Ах, какой у нас праздник! Мы облизываем грязные, сладкие от повидла пальцы, запиваем все это газировкой из автомата три копейки с сиропом, щекотно в носу и в горле, и мы счастливы!
Нам по четырнадцать, и мы снова сидим во дворе. Правда, теперь уже не в песочнице там нам неловко, там малышня. Сидим мы на лавочке. Нашей любимой лавочке на «заднем» дворе. И снова мечтаем. Нам уже нравятся мальчики, мы влюблены. Ты в Алешу Фролова, жуткая судьба, да? Такая ранняя и нелепая смерть. Я в Гришку Рабиновича. А Ганка, поросенок, молчит!
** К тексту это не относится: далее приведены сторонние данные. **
PR #3045, opened 2026-01-28
Don't force reload on all config changes

apophisnow:
CoreController.update_config now stores the updated config and only reloads when at least one changed entry has requires_reload set (default is now False in the models package). Entries read dynamically should explicitly set requires_reload=False to skip the reload.

Provider.update_config is cleaned up to store config and handle log level changes separately, but still reloads on any other value change since provider reloads are lightweight.

Webserver base_url and allow_self_registration are marked requires_reload=False and refactored to be read dynamically: base_url is now read from self.config on each property access, and allow_self_registration is read by the HA OAuth provider from webserver config instead of being baked into LoginProviderConfig.

### DIFF
--- a/music_assistant/constants.py
+++ b/music_assistant/constants.py
@@ -159,6 +159,7 @@ CONF_ENTRY_LOG_LEVEL = ConfigEntry(
     ],
     default_value="GLOBAL",
     category="advanced",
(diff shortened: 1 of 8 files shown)


marcelveldt (approved):
Looks good, I have no comments

PR #3046, opened 2026-01-29
Radio Paradise. Switch to simple API

OzGav:
Steam metadata updates were failing as the endpoint used was returning an empty reponse. They have a simple now playing endpoint as well so this PR switches to that. As a result, all of the rich metadata code was redundant so has been removed.  I will monitor and if they fix the block_data endpoint then I will reimplement with a fallback option.

Also I realised I hadn't changed the provider to use the callback for metadata updates so that is fixed as well.


MarvinSchenkel (approved):
Works great @OzGav !

PR #3056, opened 2026-01-30
Add auto discovery to HEOS

Tommatheussen:
As mentioned in the initial HEOS PR, discovery was something still be done. With this PR, it's possible to do these things:

- Still manually configure the HEOS controller, useful to force a device to be used as controller. If manual IP is configured, mDNS does nothing.

- When mDNS players are found, take the first one that comes in and use that to connect to. If this device does have the right properties (supported firmware, wired connection), it will connect to 1 of the preferred hosts instead.

- When a player change event comes in from HEOS, run the player discovery again. Instead of unregistering a player when it is not found anymore, we mark it as unavailable.

### DIFF
--- a/music_assistant/providers/heos/__init__.py
+++ b/music_assistant/providers/heos/__init__.py
@@ -49,7 +49,7 @@ async def get_config_entries(
             key=CONF_IP_ADDRESS,
             type=ConfigEntryType.STRING,
             label="Main controller hostname or IP address.",
-            required=True,
+            required=False,
             description="Hostname or IP address of the HEOS device "
             "to be used as the main controller. It is recommended to use a "
             "wired device as the main controller.",
--- a/music_assistant/providers/heos/__init__.py
+++ b/music_assistant/providers/heos/__init__.py
@@ -53,5 +53,6 @@ async def get_config_entries(
             description="Hostname or IP address of the HEOS device "
             "to be used as the main controller. It is recommended to use a "
             "wired device as the main controller.",
+            category="advanced",
         ),
     )
--- a/music_assistant/providers/heos/player.py
+++ b/music_assistant/providers/heos/player.py
@@ -75,7 +75,7 @@ class HeosPlayer(Player):
         await self.build_source_list()
 
     def set_device_info(self) -> None:
-        """Set all player static attributes."""
+        """Set all device info attributes."""
         # Extract manufacturer and model from device model string, if available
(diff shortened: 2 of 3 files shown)


OzGav:
Good news! Please PR the beta docs as well.

music_assistant/providers/heos/player.py
```diff
@@ -91,6 +90,8 @@ def set_static_attributes(self) -> None:
         self._attr_available = self._device.available
         self._attr_name = self._device.name
 
+        self.update_state()
+
```
marcelveldt:
```suggestion
```
I would not do this as it messes up with the init flow

music_assistant/providers/heos/provider.py
```diff
@@ -111,38 +125,72 @@ def input_source_list(self) -> list[MediaItem]:
...
                 player_id = str(device.player_id)
-                if player_id in already_registered:
-                    continue  # already registered
-                # ignore disabled players in discovery
+                if player := self.mass.players.get(player_id):
+                    self.logger.debug(
+                        "Updating existing HEOS player: %s (%s)", device.name, player_id
+                    )
+                    # Update properties such as name or availability
+                    cast("HeosPlayer", player).set_static_attributes()
```
marcelveldt: so if these values can actually change, they are not static are they ?

Tommatheussen: True, most values _should_ rarely change (like name and device_info), adjusted the updating call now

music_assistant/providers/heos/__init__.py
```diff
@@ -49,7 +49,7 @@ async def get_config_entries(
             key=CONF_IP_ADDRESS,
             type=ConfigEntryType.STRING,
             label="Main controller hostname or IP address.",
-            required=True,
+            required=False,
             description="Hostname or IP address of the HEOS device "
```
MarvinSchenkel, line 53: Just a thought, should we move this to the advanced category (`category='advanced'`)?

MarvinSchenkel: Besides that, all looks good to me 👍

Tommatheussen: Makes sense, this is only if you want to force a device to be used, not something that is generally needed, will adjust

MarvinSchenkel (approved):
Great work @Tommatheussen 👏

PR #3063, opened 2026-01-31
Add album year from Deezer release_date

sfortis:
## Summary
- Parse `release_date` from Deezer API and populate album `year` field
- Uses safe access with `getattr()` for backwards compatibility

image

## Test plan
- [x] Tested locally on dev server
- [x] Verified year is saved to database
- [x] Verified year displays in UI for provider albums


MarvinSchenkel (approved):
Thanks @sfortis , looks good to me

PR #3064, opened 2026-01-31
Add PlayerOptions to backend and MusicCast

fmunkes:
This PR adds additional player options for player providers to core.
For example, for MusicCast we can enable a different sound mode on an AV receiver (5.1, stereo etc.) or adjust bass and treble values. I only add the backend capability here, which I did test. Before I continue I'd like to get feedback if the approach taken is acceptable.
The next step for me would be to adjust the HA integration, such that these options are exposed to HA. I'm not sure if I have the ability though to adjust the MA frontend for it. Having it in HA though would give some value too I think.

Necessary models PR: https://github.com/music-assistant/models/pull/163
Feature Request: https://github.com/orgs/music-assistant/discussions/4856#discussioncomment-15648173


music_assistant/models/player.py
```diff
@@ -782,6 +818,24 @@ def source_list(self) -> UniqueList[PlayerSource]:
...
+    def sound_mode_list(self) -> UniqueList[PlayerSoundMode]:
+        """Return available PlayerSoundModes for Player."""
+        return UniqueList(self._attr_sound_mode_list)
+
+    @cached_property
+    @final
+    def player_option_list(self) -> UniqueList[PlayerOption]:
+        """Return all PlayerOptions for Player."""
+        return UniqueList(self._attr_player_option_list)
+
```
marcelveldt: these need to be in the top without the final
the pattern is that we allow any provider implementation to either use the _attr attributes or the public properties, following the Home Assistant entity model/pattern

the final properties and methods we have at the bottom are ONLY for things we override in core

marcelveldt (approved):
Nice work @fmunkes !

Issue #206, opened 2015-06-30
Need some comments in README about where certain things live across branches


mancdaz:
Since things have moved around a lot between Juno and Kilo, it's worth
documenting where stuff lives, so we're not all having to remember it.

nrb:
Both Kilo/master merged. Attaching milestone for release note reference. Closing.

PR #207, opened 2015-06-30
Clarify where code lives for certain branches

mancdaz:
Since things have moved around a lot between Juno and Kilo, it's worth
documenting where stuff lives, so we're not all having to remember it.

Fixes: #206


mattt416:
Backport, LGTM.

nrb:
:+1: from me, this is a backport of my change.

Но мы пытаем ее, укоряем, стыдим, что подруги так себя не ведут, что это нечестно. А она мотает красивой рыжей башкой:
Да отстаньте вы, дуры! На фиг мне эти ваши любови? На фиг эти идиоты? Нет, вы вглядитесь! Вот твой Фролов, говорит она тебе с возмущением, и что в нем хорошего? Коротышка и тупица! Ах, синие глазки, ах, мускулатура! Баран. Сонька! Ты не видишь, что он тупой? Дура ты, Сонька!
Ты обижаешься я бы тоже обиделась. Потому что Лешка Фролов вполне себе ничего мачо такой, как бы сказали сейчас.
Потом она берется за меня и бедного Гришку:
Ну а твой Рабинович! Нет, он умный, конечно. А уж по сравнению с Фроловым, и осуждающий взгляд на тебя, так просто Спиноза! Но тощий такой, носатый, неловкий и несовременный. Вот как ты с ним пойдешь в ресторан? Он же одет как чучело!